[Start of Attachment]

PR #3020, opened 2026-08-15
Composite buffers in a pane, and three web UI faults

sinelaw:
Four fixes to behaviour that predates the agent-control-plane work, split out so they can be reviewed without it. **#2962 is now stacked on this.**

## `pane` showed nothing for a composite buffer

Side-by-side diffs go through a separate render branch, which painted blank inside a panel.

## Three faults in the web UI's playwright suite

Each was hidden behind the one before it — the first killed the run, so nothing after it had executed in a long time.

**The New Workspace step could never find its menu option.** It clicks `New Task… ▾` to open the create dropdown, then the `New Task…` option. Menu options are full-width buttons, so the option's real text is padded — `"  New Task…                    "` — and Playwright does **not** trim before testing a RegExp `hasText`. The anchored pattern matched nothing and the click waited out its full 30s timeout. Checked against a real browser rather than reasoned about:

```
anchored /New Task…$/    -> 0 matches
tolerant /New Task…\s*$/ -> 1 match
```

The anchor still has to stay: without it the pattern also matches the `New Task… ▾` button that opened the menu, and `.first()` takes that one and closes the dropdown again.

**The dock's toolbar was overflowing.** The plugin sizes the search field in terminal cells against the dock's column count; the web lays the dock out in CSS pixels, and the two do not agree — measured at 457px of content in a 216px row. It wrapped onto four lines and the session tree paid for them, which is what the "tree ≥ 55% of dock height" check was failing on. The field shrinks now and the button keeps its natural width. Squeezing the button alone was not enough — it just moved the wrap inside the button and cost the same row.

**The dropdown highlight was the width of its text, not the width of the menu.** Options are built as `col(...rows)`, so they land in a `.w-col`, but both the CSS rule and the test looked for `.w-row > .w-button`. The rule matched nothing, and the test's `closest('.w-row')` returned null — reporting a failure that had nothing to do with width. Both accept either container now.

## Verification

The full web UI suite runs green against a real browser — **181 passed, 0 failed** — three consecutive times. (Running it locally needs loopback excluded from a proxy, `NO_PROXY=127.0.0.1,localhost`, or Chromium proxies the bridge and the scene never populates.)

## Scope note

The hit-area column fix and the pane click/focus fixes are also pre-existing-behaviour fixes, but they could not come with this PR: `HitArea` gains a required `column` field, which forces every construction site in `widget_runtime.rs` to change, and that file's other changes need the widget vocabulary from `api.rs`. Separating them would have meant splitting `api.rs` hunk by hunk and landing API with no consumer. They stay in #2962.

https://claude.ai/code/session_01D22YhixLB4aPupLo5S2K9P

---
_Generated by [Claude Code](https://claude.ai/code/session_01D22YhixLB4aPupLo5S2K9P)_

### DIFF
--- a/crates/fresh-editor/src/view/ui/split_rendering/mod.rs
+++ b/crates/fresh-editor/src/view/ui/split_rendering/mod.rs
@@ -253,6 +253,45 @@ impl SplitRenderer {
         )
     }
 
+    /// Render a **composite** buffer into an arbitrary screen rect.
+    ///
+    /// The composite sibling of `render_phantom_leaf`, and it has to
+    /// exist separately for the same reason the split path branches:
+    /// a composite carries no text of its own — its content is the
+    /// source buffers named by `composite.sources`, laid out into
+    /// columns. Sent through the per-leaf renderer it paints one
+    /// empty leaf, which is what a `Pane` pointed at a side-by-side
+    /// diff used to show.
+    ///
+    /// The caller owns the `CompositeViewState` (scroll and cursor
+    /// row), exactly as it owns the `SplitViewState` for a leaf.
+    #[allow(clippy::too_many_arguments)]
+    pub fn render_phantom_composite(
+        buf: &mut ratatui::buffer::Buffer,
+        area: Rect,
+        composite: &crate::model::composite_buffer::CompositeBuffer,
+        buffers: &mut std::collections::HashMap<BufferId, EditorState>,
+        theme: &crate::view::theme::Theme,
+        view_state: &mut crate::view::composite_view::CompositeViewState,
+        use_terminal_bg: bool,
+        show_tilde: bool,
+    ) {
+        orchestration::render_composite::render_composite_buffer(
+            buf,
+            area,
+            composite,
+            buffers,
+            theme,
+            // A phantom composite is never the focused split; the
+            // caret belongs to whatever owns input.
+            /* is_active */
+            false,
+            view_state,
+            use_terminal_bg,
+            show_tilde,
+        );
+    }
+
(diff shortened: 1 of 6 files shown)


sinelaw:
Closing — `master` has since fixed three of these four independently, and better.

| this PR | `master` today |
|---|---|
| `/New Task…\s*$/` for the padded option label | `/^\s*New Task…\s*$/` (`drive.mjs:405`, `:962`), anchored both sides and driven off the semantic tree rather than a CSS locator |
| `.w-row{flex-wrap:nowrap}` + `.w-text{flex:1 1 auto;min-width:0}` for the overflowing dock toolbar | present verbatim at `40-widgets.css:24` and `:58` |
| `.w-col>.w-button` added to the overlay fill rule | the selector approach was deleted outright and replaced by a `full_width` field on `Button` |

That last row is the interesting one. `full_width`'s own API docs say it replaced "padding the label with spaces out to a width the caller had to supply" — the very padding that broke the matcher in the first place. Upstream fixed the cause; this PR was patching the symptom, which is also why the fix had to be spelled as a regex tolerating trailing spaces.

The fourth change — the 39-line composite-buffer fix in `split_rendering/mod.rs` — is genuinely still absent from `master`. But its test failed CI here on all three platforms (`e2e::composite_pane::a_pane_over_a_composite_buffer_renders_both_columns`, a real assertion failure at 0.4s, not a timeout), because it was split away from the `HitArea`/`widget_runtime` work it depends on. It belongs with that work, not on its own, and that work is not being revived — so it is not worth carrying this PR to hold it.

The research this branch was supporting is preserved in #3276.

---

PR #650, opened 2024-08-29
Dump junit.xml

dandavison:
This PR switches the tests in CI to dump junit XML files. To do so, it switches to use https://github.com/gotestyourself/gotestsum as the test runner. (This is what the server repo uses also). An example of a build with test failures is here: https://github.com/temporalio/cli/actions/runs/10631569269/job/29472736222

As in https://github.com/temporalio/sdk-python/pull/617, the motivation for this is that, given appropriate tools, it will make it easier for us to study patterns of flakiness, test timings etc, across matrix builds within a run, and across runs.

### DIFF
--- a/.github/workflows/ci.yaml
+++ b/.github/workflows/ci.yaml
@@ -32,7 +32,8 @@ jobs:
       - name: Install gotestsum
         run: go install gotest.tools/gotestsum@latest
 
-      - run: mkdir junit-xml
+      - name: Create junit-xml directory
+        run: mkdir junit-xml
 
       - name: Test
         run: gotestsum --junitfile junit-xml/${{matrix.os}}.xml -- ./...
--- a/.github/workflows/ci.yaml
+++ b/.github/workflows/ci.yaml
@@ -35,6 +35,7 @@ jobs:
       - run: mkdir junit-xml
 
       - name: Test
+        shell: bash
         run: go test ./... 2>&1 | tee >(go-junit-report -set-exit-code > junit-xml/${{matrix.os}}.xml)
 
       - name: 'Upload junit-xml artifacts'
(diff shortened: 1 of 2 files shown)


.github/workflows/ci.yaml
```diff
@@ -29,8 +29,21 @@ jobs:
...
           go-version: "1.22"
 
+      - name: Install go-junit-report
+        run: go install github.com/jstemmer/go-junit-report/v2@latest
+
+      - run: mkdir junit-xml
+
       - name: Test
-        run: go test ./...
+        run: go test ./... 2>&1 | tee >(go-junit-report -set-exit-code > junit-xml/${{matrix.os}}.xml)
```
dnr, line 39: In the server we use `https://gotest.tools/gotestsum` as a test running, which has a junit output mode. That seems better than parsing `go test` output?

dandavison: Ah, thanks! I'll switch.

.github/workflows/ci.yaml
```diff
@@ -27,10 +27,23 @@ jobs:
       - name: Setup Go
         uses: actions/setup-go@v4
         with:
-          go-version: "1.22"
+          go-version: '1.22'
+
+      - name: Install gotestsum
+        run: go install gotest.tools/gotestsum@latest
+
+      - run: mkdir junit-xml
```
cretz, line 35: I think we should name all steps (or just make the step below be a two-command thing with `run: |` and this be the first command). Not all of our CIs name all steps, but in workflows that do we should probably keep doing it.

dandavison: Sure! Done. (I was thinking based on `sdk-python` that you liked not naming trivial shell steps but this seems good.)

cretz: I would support changing that CI to start naming everything too (that things are not named is a product of history I think)

cretz (approved):

PR #653, opened 2024-09-04
Fix register search attributes when starting server

rodrigozhou:
## What was changed

Fix register search attributes when starting server

## Why?

Currently, search attributes are registered after the server is ready, which can cause race condition with other processes waiting for the server to become ready too. This PR fixes this by registering the search attributes together with the namespaces.

Address https://github.com/temporalio/temporal/issues/6195

## Checklist

1. Closes 

2. How was this tested:

3. Any docs updates needed?


go.mod
```diff
@@ -14,23 +14,23 @@ require (
 	github.com/spf13/pflag v1.0.5
 	github.com/stretchr/testify v1.9.0
 	github.com/temporalio/ui-server/v2 v2.28.0
-	go.temporal.io/api v1.34.0
+	go.temporal.io/api v1.39.0
 	go.temporal.io/sdk v1.27.0
-	go.temporal.io/server v1.24.2
-	google.golang.org/grpc v1.65.0
+	go.temporal.io/server v1.26.0-120.0.20240904002151-40431ec95546
```
cretz, line 19: We won't be able to merge this until it is in a tagged version. If it only lands in a non-stable tagged version (i.e. 1.26 series and not one of the 1.25 patches), we will need to change the branch this is targeting to `next` (once that branch is created).

cretz (commented):
Thanks! LGTM, but not approving because we cannot merge an untagged server version.

go.mod
josh-berry: The branch exists (it's called `next-server`).

temporalcli/commands.server.go
```diff
@@ -149,11 +150,6 @@ func (t *TemporalServerStartDevCommand) run(cctx *CommandContext, args []string)
 	}
 	defer s.Stop()
 
-	// Register search attributes
-	if err := t.registerSearchAttributes(cctx, searchAttrs, opts.Namespaces); err != nil {
```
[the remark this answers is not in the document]
rodrigozhou: Yes, we can. It's only used here.

go.mod
cretz: :+1: So once this is in a tagged non-GA version, this can be updated and the target if this PR can be changed to target that branch (or we can close and recreate the PR if needed, unsure if GH supports changing target branch).

rodrigozhou: Updated the base branch to `next-server`.

temporalcli/commands.server.go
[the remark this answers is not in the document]
rodrigozhou: Removed function.

cretz:
LGTM, but not marking this approved until on tagged server. There seem to be other tests the latest server is breaking.

cretz (approved):
This LGTM. We have now resolved to not make future server tags depending on SDK/API commit hashes. So when `next-server` makes it into `main` we should of course have stable tags for everything.

Issue #616, opened 2024-07-03
[Feature Request] Support query for temporal schedule list


dnr:
Support query for `temporal schedule list` using this new field: https://github.com/temporalio/api/blob/6cd92a2f214a2d14872af81e31b6eee2f8b745ca/temporal/api/workflowservice/v1/request_response.proto#L1157

cretz:
This is actually needed everywhere, not just CLI. Opened https://github.com/temporalio/features/issues/505.

PR #654, opened 2024-09-04
List schedules query param support

justinp-tt:
## What was changed

Support for schedule list query parameter

## Checklist

1. Closes 
https://github.com/temporalio/cli/issues/616

2. How was this tested:

Added new tests

3. Any docs updates needed?

### DIFF
--- a/temporalcli/commands.schedule_test.go
+++ b/temporalcli/commands.schedule_test.go
@@ -11,8 +11,11 @@ import (
 	"regexp"
 	"time"
 
+	"github.com/stretchr/testify/assert"
 	"github.com/temporalio/cli/temporalcli"
 
+	"go.temporal.io/api/enums/v1"
+	"go.temporal.io/api/operatorservice/v1"
 	"go.temporal.io/sdk/workflow"
 )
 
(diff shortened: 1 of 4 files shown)


temporalcli/commandsmd/commands.md
```diff
@@ -633,6 +633,7 @@ The `temporal schedule list` command lists all Schedules in a namespace.
 
 * `--long`, `-l` (bool) - Include detailed information.
 * `--really-long` (bool) - Include even more detailed information that's not really usable in table form.
+* `--query`, `-q` (string) - Filter results using a SQL-like query.
```
bergundy, line 636: Looks like we sometimes document query as SQL-like query and other times as "list filter".
I would go with the latter since that's the terminology we use in the docs: https://docs.temporal.io/visibility#list-filter.

CC @josh-berry in case you want to make this consistent in other places.

temporalcli/commands.schedule_test.go
```diff
@@ -249,6 +262,69 @@ func (s *SharedServerSuite) TestSchedule_List() {
 		ok = ok || j.ScheduleId == schedId
 	}
 	s.True(ok, "schedule not found in jsonl result")
+
+	// JSON query (match)
+
+	res = s.Execute(
```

[End of Attachment]

• YOUR INSTRUCTIONS: What are the lines, exactly as written above, from the line with "either container now." to the line with "## Verification", both included? Output only those.

• WRITTEN REPLY:
**The dropdown highlight was the width of its text, not the width of the menu.** Options are built as `col(...rows)`, so they land in a `.w-col`, but both the CSS rule and the test looked for `.w-row > .w-button`. The rule matched nothing, and the test's `closest('.w-row')` returned null — reporting a failure that had nothing to do with width. Both accept either container now.

## Verification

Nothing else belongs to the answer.